I might misunderstand, but I think the join just isn't the right approach for that sort of child record counting, ie. counting records from two or more independent child tables associated with your rows (if that is what you're wanting).

You're grouping and counting after the three way join. That join will involve all combinations of child records between the two child tables associated with any given parent row (almost never what is wanted). So any given non-null thing you're counting from one child record will appear multiple times, = the number of child records in the other table associated with the parent row.

I think you just want to use correlated subqueries to count the child records: select a.id, (select count(whatever) from child1 c1 where c1.a_id = a.id), (select count(whatever) from child2 c2 where c2.a_id = a.id) ...

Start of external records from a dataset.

PR #738, opened 2023-12-20
Allow arbitrary ordering of union fields

### LINKED ISSUE #723: Loosen restrictions on default value; it no longer has to match the first schema
@scottbelden heads up, I think this has been fixed in avro, and it will be released in java for `0.12.0`. Rust already has this fix on `0.16.0`.

**resources**
- https://issues.apache.org/jira/browse/AVRO-3649
- https://github.com/apache/avro/pull/2503
- [yet to be released docs](https://github.com/apache/avro/blob/main/doc/content/en/docs/%2B%2Bversion%2B%2B/Specification/_index.md#:~:text=(Note%20that%20when%20a%20%5Bdefault%20value%5D(%7B%7B%3C%20ref%20%22%23schema%2Drecord%22%20%3E%7D%7D%20%22Schema%20record%22)%20is%20specified%20for%20a%20record%20field%20whose%20type%20is%20a%20union%2C%20the%20type%20of%20the%20default%20value%20must%20match%20with%20one%20element%20of%20the%20union)

_Originally posted by @woile in https://github.com/fastavro/fastavro/issues/649#issuecomment-1757080342_

jvansanten:
Since the Java reference implementation no longer enforces the requirement that the default value be the first type in a union, drop this requirement from fastavro as well.  This restores the ability to read data written with fastavro <1.7, while still checking that the default is (or is convertible to) one of the union types. Along the way, refactor the special cases for double and float so that they do not raise exceptions.

Fixes #723

### DIFF
--- a/fastavro/_schema.pyx
+++ b/fastavro/_schema.pyx
@@ -183,11 +183,11 @@ def parse_schema(
 
 
 cdef _raise_default_value_error(
-    default, schema_type, in_union, ignore_default_error
+    default, schema_type, ignore_default_error
 ):
     if ignore_default_error:
         return
-    elif in_union:
+    elif isinstance(schema_type, list):
         text = f"a schema in union with type: {schema_type}"
     else:
         text = f"schema type: {schema_type}"
@@ -226,7 +226,6 @@ cdef _parse_schema(
     named_schemas,
     default,
     ignore_default_error,
-    in_union=False,
 ):
     # union schemas
     if isinstance(schema, list):
@@ -248,7 +247,7 @@ cdef _parse_schema(
                 if _default_matches_schema(default, s):
                     break
             else:
-                _raise_default_value_error(default, schema, True, ignore_default_error)
+                _raise_default_value_error(default, schema, ignore_default_error)
         return parsed_schemas
 
     # string schemas; this could be either a named schema or a primitive type
@@ -257,7 +256,7 @@ cdef _parse_schema(
             if default is not NO_DEFAULT:
                 if not _default_matches_schema(default, schema):
                     _raise_default_value_error(
-                        default, schema, in_union, ignore_default_error
+                        default, schema, ignore_default_error
                     )
             return schema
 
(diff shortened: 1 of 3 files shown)


fastavro/_schema.pyx
```diff
@@ -208,51 +230,32 @@ cdef _parse_schema(
...
-                        namespace,
-                        expand,
-                        False,
-                        names,
-                        named_schemas,
-                        NO_DEFAULT,
-                        ignore_default_error,
-                    )
-                )
+                _raise_default_value_error(default, schema, True, ignore_default_error)
```
scottbelden, line 251: Can you change this to

```
_raise_default_value_error(default, schema, in_union=True, ignore_default_error=ignore_default_error)
```

So that it's more clear what the `True` is for

fastavro/_schema.pyx
```diff
@@ -208,51 +230,32 @@ cdef _parse_schema(
...
-                    _parse_schema(
-                        s,
-                        namespace,
-                        expand,
-                        False,
-                        names,
-                        named_schemas,
-                        default,
-                        ignore_default_error,
-                        in_union=True,
```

TLDR: You almost never want to join independent children to a common parent, use independent correlated subquery expressions instead.

Except, that's potentially super slow if the optimiser does not realise what to do. In its default state, it will make two table look ups for each row in table a. So that's 1+N*2 look ups compared to 3 look ups in my example.

For little data, that's probably fine, but for a big database, it will be slow. However, the optimiser may be able to handle that? I know Sybase's and MSSQL's had trouble with it, but I've heard Postgres' might be able to.

First, correctness first. Second, correlated subqueries in selects really aren't noticably slow at all in my experience (Postgres, Oracle) when they're really needed, meaning alternatives are as slow or slower. Especially compared to the alternative of actually doing a cartesian product across independent children of any size. I don't think the optimizer could help much with avoiding that cartesian product to be actually realized, either - the grouping after that join is going to be a big sort in general with results that depend on the distribution of child values on a row-by-row basis. But in any case it would give the wrong answers for both children regardless of speed and memory used!
I guess I didn't make myself clear either.

If there's an inner join, then there is a matching row. It will be counted by a normal COUNT( * ). On an outer join, columns in a 'missing' row will be represented as NULL.

You're saying you wish there were two NULLS, 'missing value in table null' and 'missing row in join null', and that you could count the first one?

No, not that complex. Just that I want to be able to specify which of my joined tables I am counting on in a null-safe way, in case the joining table could have null values in all its columns.
Any reason a regular count() wouldn't work?

SELECT a.id, count() FROM ...

It would, I realised after I read the replies, that I should have used the two joined table scenario as per my reply to your sibling.